## Description

1. (4 marks) Consider the network link described in problem 4 of assignment #2, with

Poisson packet arrivals, an arrival rate of 8000 packets/second, and a mean packet

service (transmission) time of 0.1 milliseconds. Assume now that 10% of the packets

are “small” packets with transmission time of (exactly) 0.01 milliseconds and 90%

are “big” packets with transmission time of (exactly) 0.11 milliseconds. (Note that

the overall mean is still 0.1 milliseconds.) Give the mean residence time of the

“small” packets, and of the “big” packets, supposing that non-preemptive priority is

given to the “small” packets.

2. (6 marks) Consider the request routing problem described in problem 2 of

assignment #2, with Sslow = 3, Sfast = 1.5, and FCFS scheduling at each server.

Suppose that the requests are generated by a fixed number N of clients with average

think time 30, that service times are exponentially distributed, and that routing can be

modeled as probabilistic. Using the single class exact MVA algorithm, determine the

value of f (to two decimal places) that maximizes throughput for each value of N

between 1 and 30 inclusive.

3. Suppose that at a “Rock Paper Scissors” (http://www.rpschamps.com) competition, a

particular player had a probability of 0.3 of throwing “Rock” after throwing “Rock”,

and 0.4 of throwing “Rock” after throwing either “Paper” or “Scissors”. This player

had a probability of 0.5 of throwing “Paper” after throwing “Rock”, and 0.3 of

throwing “Paper” after throwing “Paper” or “Scissors”. Finally, the player had a

probability of 0.2 of throwing “Scissors” after throwing “Rock”, and 0.3 of throwing

“Scissors” after throwing “Paper” or “Scissors”.

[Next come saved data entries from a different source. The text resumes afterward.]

PR #1397, opened 2018-10-04
fix(multi-select): add ability to add title tooltip on hover

tw15egan:
Closes https://github.com/IBM/carbon-components-react/issues/1393

Adds in the ability to add `title` to a `MultiSelectItem`

#### Changelog

**New**

- `title` prop to toggle whether or not a title is added

### DIFF
--- a/src/components/MultiSelect/MultiSelect.js
+++ b/src/components/MultiSelect/MultiSelect.js
@@ -63,7 +63,7 @@ export default class MultiSelect extends React.Component {
     /**
      *  Specify title to show title on hover
      */
-    title: PropTypes.bool,
+    useTitleInItem: PropTypes.bool,
 
     /**
      * `true` to use the light version.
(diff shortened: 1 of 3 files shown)


src/components/MultiSelect/MultiSelect.js
```diff
@@ -60,6 +60,11 @@ export default class MultiSelect extends React.Component {
      */
     type: PropTypes.oneOf(['default', 'inline']),
 
+    /**
+     *  Specify title to show title on hover
+     */
+    title: PropTypes.bool,
```
asudoh: I naïvely imagined prop named `title` is simply propagated as `title` attribute, which does not seem to be the case. Probably `useTitleInItem` or a like?

tw15egan: I see the confusion! I will change the prop name to `useTitleInItem`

(a) (3 marks) Construct a discrete time state-transition model for this player. You

should have three states, corresponding to the three possible outcomes of the most

recent throw of this particular player.

(b) (3 marks) Give a set of three independent equations that could be solved to obtain

the proportion of the player’s throws that are of each type. (You do not need to

carry out the solution.)

4. Consider a system with two processors P1 and P2, each with its own cache, and a

particular memory block b. The mean time between read accesses to block b by each

processor is R, the mean time between write accesses to block b by each processor is

W, and these interaccess times are independent and exponentially distributed. A read

or write access to block b causes it to be loaded into the respective processor’s cache,

if not already present; furthermore, a write access causes the block to be removed

from the cache of the other processor, if present there. Assume further that whenever

block b is present in a particular cache, eviction from that cache by the cache

replacement policy, so as to make room for some other block, occurs at a rate λ.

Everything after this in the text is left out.